Saved data entries
================

PR #4879, opened 2024-05-23
Fix validation on manual refund form

Droniu:
## What type of PR is this?
- [ ] 💅 Refactor
- [ ] 🌟 Feature
- [x] 🔥 Bug Fix
- [ ] 🔩 Maintenance

- closes MERX-367

This PR:
- fixes validation on amount field - it wasn't possible to put positive values lower than 1
- adds maximum amount - form is now blocked if value exceeds selected transaction maxium amount
- fixes a typo in multiple filenames (`Transation` -> `Transaction`)

image

## Have you written tests?
- [x] Yes!


Cloud11PL (approved):

Cloud11PL (dismissed):

src/orders/components/OrderManualTransactionRefundPage/components/OrderManualTransactionRefundForm/OrderManualTransactionRefundForm.tsx
```diff
@@ -18,27 +19,42 @@ import { useIntl } from "react-intl";
...
+  const selectedTransactionId = methods.watch("transationId");
+  const selectedTransaction = transactions.find(
+    transaction => transaction.id === selectedTransactionId,
+  );
+
+  const chargedAmount = selectedTransaction?.chargedAmount?.amount || 0;
+
+  React.useEffect(() => {
+    setChargedAmountForValidation(chargedAmount);
+  }, [chargedAmount]);
```
poulch, line 56: suggestion: there is no reason too keep this in state as it's computed value

src/orders/components/OrderManualTransactionRefundPage/components/OrderManualTransactionRefundTiles/OrderManualTransactionRefundTiles.tsx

================

[Work required] Retype the entries in full. Keep every line identical.

[Task output]
PR #4879, opened 2024-05-23
Fix validation on manual refund form

Droniu:
## What type of PR is this?
- [ ] 💅 Refactor
- [ ] 🌟 Feature
- [x] 🔥 Bug Fix
- [ ] 🔩 Maintenance

- closes MERX-367

This PR:
- fixes validation on amount field - it wasn't possible to put positive values lower than 1
- adds maximum amount - form is now blocked if value exceeds selected transaction maxium amount
- fixes a typo in multiple filenames (`Transation` -> `Transaction`)

image

## Have you written tests?
- [x] Yes!


Cloud11PL (approved):

Cloud11PL (dismissed):

src/orders/components/OrderManualTransactionRefundPage/components/OrderManualTransactionRefundForm/OrderManualTransactionRefundForm.tsx
```diff
@@ -18,27 +19,42 @@ import { useIntl } from "react-intl";
...
+  const selectedTransactionId = methods.watch("transationId");
+  const selectedTransaction = transactions.find(
+    transaction => transaction.id === selectedTransactionId,
+  );
+
+  const chargedAmount = selectedTransaction?.chargedAmount?.amount || 0;
+
+  React.useEffect(() => {
+    setChargedAmountForValidation(chargedAmount);
+  }, [chargedAmount]);
```
poulch, line 56: suggestion: there is no reason too keep this in state as it's computed value

src/orders/components/OrderManualTransactionRefundPage/components/OrderManualTransactionRefundTiles/OrderManualTransactionRefundTiles.tsx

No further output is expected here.